大きなお寺は檀家の数が多いので、日頃から十分な収入が確保できており、わざわざ寄付を集めなくても寺の蓄えだけで間に合うんですよ。
しかし、そんな大きなお寺っていうのはあまりないですからね。
基本的に『檀家』には寄付がつきものとして考えてください。
変なお坊さんが住職になってしまうと大変
あなたの周りには「あの人ちょっとオカシイんとちゃうか?」という人はいませんか?
必ず何人かは思い当たる人がいるはずですよ。
そういう【変な人】はお坊さんにもいます。
というか、お坊さんには『変な人』が多いです。
だから、そういう【変なお坊さん】が住職になってしまったら、そのお寺の檀家さん達はとても苦労をすることになります。
僕の所属する宗派の僧侶に【刑事事件をおこして全国放送までされてしまった人】がいます。
僕はその人を知っていましたが、彼は昔から変わった言動が多く、集団行動も苦手な人でした。
もちろん檀家さんとの衝突もあるし、葬儀社とのモメ事も多かったです。
そして、とうとう彼は刑事事件を起こしました。
僕は彼のお寺の檀家さんたちが気の毒でなりませんでした。
たった1人のオカシイお坊さんのせいで、ご先祖様たちが守り続けてきた寺の名前を汚されてしまったのです。
もちろん、そのようなお坊さんをお寺から追放する方法はありますが、なかなか簡単には進まないのが現実です。
基本的にお寺に関するあらゆる権限は、そのお寺のお坊さんが握っています。
ですから、もしも【オカシイお坊さん】が住職に就任してしまったら、そのとばっちりをすべて檀家さんがくってしまうのです。
しかも、そういうお寺は近所のウワサになっていますからね。
あなただって、「あぁ、あのオカシイ坊主のいるお寺にお墓があるんだ~」なんて言われたくないでしょ?

今後は廃寺が多くなる
日本全国にはお寺の数が【約75,000】もあるんです。
ちょっと前までは、
- 「コンビニよりお寺の数の方が多い」
なんて言われているくらいでした。
しかし、それだけたくさんのお寺があるにもかかわらず、人口は猛烈なスピードで減少しています。
そして、人口は減っているのに、「仏事なんかに興味はない」という【仏はホットケ】的な人の数は急増しています。
ですから、お寺なんかには興味がなくなり【墓じまい】をする人もどんどん増えて、それによりお寺を維持できずに、やがて『廃寺(はいじ)』となるケースが増えるはずです。
廃寺となっても近所のお寺のお坊さんが代わりに面倒を見てくれることもありますが、必ずそうなるという保証なんてどこにもありません。
なにしろ、人口が減るということは、お坊さんの数も減ってしまうのですから。
ですから、せっかくあなたがお墓を建てても、数年後にはそのお寺が潰れてしまうかもしれないのです。
というか、多くのお寺ではその確率が高くなっているんです。
だったら、お寺の墓地なんかにお墓を建てない方が賢明ではないでしょうか?
『入檀料』や『離檀料』を要求されることも多い
新規に檀家になることを『入檀(にゅうだん)』といいます。
今ではだいぶ少なくなってきましたが、この入檀の際に永代使用料とは別に『入檀料』を要求するお寺があります。
入檀料というのは、墓地の使用者が「これから末永くよろしくお願いします。
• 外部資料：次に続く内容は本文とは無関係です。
PR #342, opened 2024-04-02
[MODULES-450] Use java.net.spi.URLStreamHandlerProvider instead of java.net.URLStreamHandlerFactory

ropalka:
https://issues.redhat.com/browse/MODULES-450

Related PR: https://github.com/jbossas/jboss-vfs/pull/57

### DIFF
--- a/src/main/java/org/jboss/modules/ModularURLStreamHandlerProvider.java
+++ b/src/main/java/org/jboss/modules/ModularURLStreamHandlerProvider.java
@@ -20,6 +20,7 @@ package org.jboss.modules;
 
 import java.net.URLStreamHandler;
 import java.net.URLStreamHandlerFactory;
+import java.net.spi.URLStreamHandlerProvider;
 import java.security.AccessController;
 import java.security.PrivilegedAction;
 import java.util.ArrayList;
@@ -33,7 +34,7 @@ import java.util.concurrent.CopyOnWriteArrayList;
  *
  * @author <a href="mailto:david.lloyd@redhat.com">David M. Lloyd</a>
  */
-final class ModularURLStreamHandlerFactory implements URLStreamHandlerFactory {
+final class ModularURLStreamHandlerProvider extends URLStreamHandlerProvider {
     private static final PrivilegedAction<String> URL_MODULES_LIST_ACTION = new PropertyReadAction("jboss.protocol.handler.modules");
 
     private static final List<Module> modules;
@@ -71,33 +72,39 @@ final class ModularURLStreamHandlerFactory implements URLStreamHandlerFactory {
         modules = list;
     }
 
-    static final ModularURLStreamHandlerFactory INSTANCE = new ModularURLStreamHandlerFactory();
+    static final ModularURLStreamHandlerProvider INSTANCE = new ModularURLStreamHandlerProvider();
 
     static void addHandlerModule(Module module) {
         modules.add(module);
     }
 
-    private ModularURLStreamHandlerFactory() {
+    private ModularURLStreamHandlerProvider() {
     }
 
     private URLStreamHandler locateHandler(final String protocol) {
+        URLStreamHandler handler;
         for (Module module : modules) {
-            ServiceLoader<URLStreamHandlerFactory> loader = module.loadService(URLStreamHandlerFactory.class);
-            for (URLStreamHandlerFactory factory : loader) {
-                try {
-                    final URLStreamHandler handler = factory.createURLStreamHandler(protocol);
-                    if (handler != null) {
-                        return handler;
-                    }
-                } catch (RuntimeException e) {
-                    // ignored
+            handler = loadService(protocol, module, URLStreamHandlerProvider.class);
+            if (handler != null) return handler;
+            // backward compatibility
+            handler = loadService(protocol, module, URLStreamHandlerFactory.class);
+            if (handler != null) return handler;
+        }
+        return "data".equals(protocol) ? DataURLStreamHandler.getInstance() : null;
+    }
+
+    private static <T extends URLStreamHandlerFactory> URLStreamHandler loadService(final String protocol, final Module module, final Class<T> providerType) {
+        final ServiceLoader<T> loader = module.loadService(providerType);
+        for (URLStreamHandlerFactory factory : loader) {
+            try {
+                final URLStreamHandler handler = factory.createURLStreamHandler(protocol);
+                if (handler != null) {
+                    return handler;
                 }
+            } catch (RuntimeException e) {
+                // ignored
             }
         }
-        if (protocol.equals("data")) {
-            return DataURLStreamHandler.getInstance();
-        }
-
         return null;
     }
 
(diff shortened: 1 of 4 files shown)


ropalka:
I know this change isn't backward compatible @dmlloyd but it goes hand in hand with JBoss VFS change to keep it functional. Or do you consider it a problem?

dmlloyd:
I think it makes sense but I have to review this `java.net` API.

ropalka:
OK, this change is related to this change in JDK code base: https://github.com/openjdk/jdk11u/commit/b7d07021882

src/main/java/org/jboss/modules/ModularURLStreamHandlerProvider.java
```diff
@@ -71,19 +71,19 @@ final class ModularURLStreamHandlerFactory implements URLStreamHandlerFactory {
...
-    private ModularURLStreamHandlerFactory() {
+    private ModularURLStreamHandlerProvider() {
     }
 
     private URLStreamHandler locateHandler(final String protocol) {
         for (Module module : modules) {
-            ServiceLoader<URLStreamHandlerFactory> loader = module.loadService(URLStreamHandlerFactory.class);
-            for (URLStreamHandlerFactory factory : loader) {
+            ServiceLoader<URLStreamHandlerProvider> loader = module.loadService(URLStreamHandlerProvider.class);
+            for (URLStreamHandlerProvider factory : loader) {
```
dmlloyd: I think we should load *both* service types. The existing API contract we give supports loading `URLStreamHandlerFactory` so dropping that behavior would be an incompatible change; I think we can prefer the new `URLStreamHandlerProvider` and then fall back to the old `URLStreamHandlerFactory`.

src/main/java/org/jboss/modules/Module.java
```diff
@@ -1217,13 +1219,32 @@ public static void registerContentHandlerFactoryModule(Module module) {
...
+     * access is not granted, a {@code SecurityException} will be thrown.
+     *
+     * @param module the module to add
+     */
+    public static void registerURLStreamHandlerProviderModule(Module module) {
+        final SecurityManager sm = System.getSecurityManager();
+        if (sm != null) {
+            sm.checkPermission(ADD_URL_STREAM_HANDLER_PROVIDER);
+        }
+        ModularURLStreamHandlerProvider.addHandlerModule(module);
```
dmlloyd: I don't think we need to change this method. We can retain the original method and have it support both interfaces as above.

src/main/java/org/jboss/modules/Module.java
```diff
@@ -212,6 +213,7 @@ public static ModulesPrivateAccess getPrivateAccess() {
     private static final RuntimePermission ACCESS_MODULE_LOGGER;
     private static final RuntimePermission ADD_CONTENT_HANDLER_FACTORY;
     private static final RuntimePermission ADD_URL_STREAM_HANDLER_FACTORY;
+    private static final RuntimePermission ADD_URL_STREAM_HANDLER_PROVIDER;
```
dmlloyd: We should not change the permission, especially since the `SecurityManager` is on its way towards obsolescence. We should keep the old one until we don't need any permissions anymore.

src/main/java/org/jboss/modules/ModularURLStreamHandlerProvider.java
```diff
@@ -33,7 +33,7 @@
  *
  * @author <a href="mailto:david.lloyd@redhat.com">David M. Lloyd</a>
  */
-final class ModularURLStreamHandlerFactory implements URLStreamHandlerFactory {
+final class ModularURLStreamHandlerProvider extends URLStreamHandlerProvider {
```
dmlloyd, line 37: This class rename is OK. :+1:

src/main/java/org/jboss/modules/Module.java
```diff
@@ -113,7 +114,7 @@ public final class Module {
         AccessController.doPrivileged(new PrivilegedAction<Void>() {
             public Void run() {
                 try {
-                    URL.setURLStreamHandlerFactory(ModularURLStreamHandlerFactory.INSTANCE);
+                    URL.setURLStreamHandlerFactory(ModularURLStreamHandlerProvider.INSTANCE);
```
dmlloyd, line 116: Maybe we should eliminate this (and the similar block below), and replace it with `provides URLStreamHandlerProvider with ModularURLStreamHandlerProvider` (and corresponding `META-INF/services` files) in the module-info? It would require these classes being made public, however we could move them to the non-exported `_private` subpackage in this case.

The advantage of doing this is that it would be one less step for the bootstrap API to deal with. However we could make this change in a follow-up pull request after more discussion if needed.

dmlloyd (changes requested):
I think this change is on the right track but I think we need to do it slightly differently (see comments).

Thanks for your patience!

src/main/java/org/jboss/modules/ModularURLStreamHandlerProvider.java
ropalka: I thought so.

src/main/java/org/jboss/modules/Module.java
ropalka: OK.

src/main/java/org/jboss/modules/Module.java
ropalka: Makes sense.

src/main/java/org/jboss/modules/ModularURLStreamHandlerProvider.java
ropalka: Thanks!

src/main/java/org/jboss/modules/Module.java
ropalka: I created https://issues.redhat.com/browse/MODULES-451 as follow up of this proposal.

ropalka:
I'm not able to reproduce the org.jboss.modules.MavenResource2Test.testDefaultRepositories failure locally :(
Seems it is something CI environment specific @dmlloyd  ? My configuration is:

>$ uname -a
Linux blackhole 6.7.11-200.fc39.x86_64 #1 SMP PREEMPT_DYNAMIC Wed Mar 27 16:50:39 UTC 2024 x86_64 GNU/Linux
>$ java -version
openjdk version "11.0.22" 2024-01-16
OpenJDK Runtime Environment Temurin-11.0.22+7 (build 11.0.22+7)
OpenJDK 64-Bit Server VM Temurin-11.0.22+7 (build 11.0.22+7, mixed mode)

dmlloyd:
To reproduce the problem, you will likely need to install and build with JDK 21.

ropalka:
JDK21 works for me:

>$ java -version
openjdk version "21.0.2" 2024-01-16 LTS
OpenJDK Runtime Environment Temurin-21.0.2+13 (build 21.0.2+13-LTS)
OpenJDK 64-Bit Server VM Temurin-21.0.2+13 (build 21.0.2+13-LTS, mixed mode, sharing)

dmlloyd:
It looks like it was a transient failure in the CI environment.

dmlloyd (approved):

ropalka:
Thanks for review @dmlloyd !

」という意味で納めるわけです。
つまり、使用者側の【気持ち】で納めるものです。
それをお寺の方から要求するんですからね、まぁなんとタチが悪いことか。
入檀料はお寺によって違いますが、数万円~数十万円程度は要求されることでしょう。
反対に、檀家ではなくなることを『離檀(りだん)』といいます。
そして、なぜか離檀の時にも『離檀料』などといってお金を要求されてしまうことがあります。
離檀料というのは、言ってみれば「今までお世話になり、どうもありがとうございました。」という使用者の【御礼】の意味で納めるのです。
それを、またしてもお寺の方から「最後に御礼をしろや!」と言わんばかりに要求するんです。
ねっ?悪いことは言いませんから、お寺の墓地にお墓を建てない方がいいですよ。
お坊さんである僕が言っているんですから間違いありませんよ。
檀家になることのメリット
お寺の檀家になることはデメリットばかりではありません。
ほんの少しだけならメリットもありますので、一応は紹介しておきますね。
広い墓地が使える
お寺の墓地は、1区画あたりの面積が霊園などに比べて広いです。
ですから、「広い墓地にお墓を建てたいなぁ。」という人にとっては適しています。
ただし、墓地が広いということは、お墓を建てる時にそれだけ多くの石材が必要になるので、平気で数百万円の費用がかかります。
また、墓地が広いことによって、雑草が生える面積や掃除をする範囲も広くなりますので【お墓を建てたあとの管理】がとても大変なのです。
それらを承知の上で、それでも『面積の広い墓地』を希望するのであれば、寺の墓地を選ぶとよいでしょう。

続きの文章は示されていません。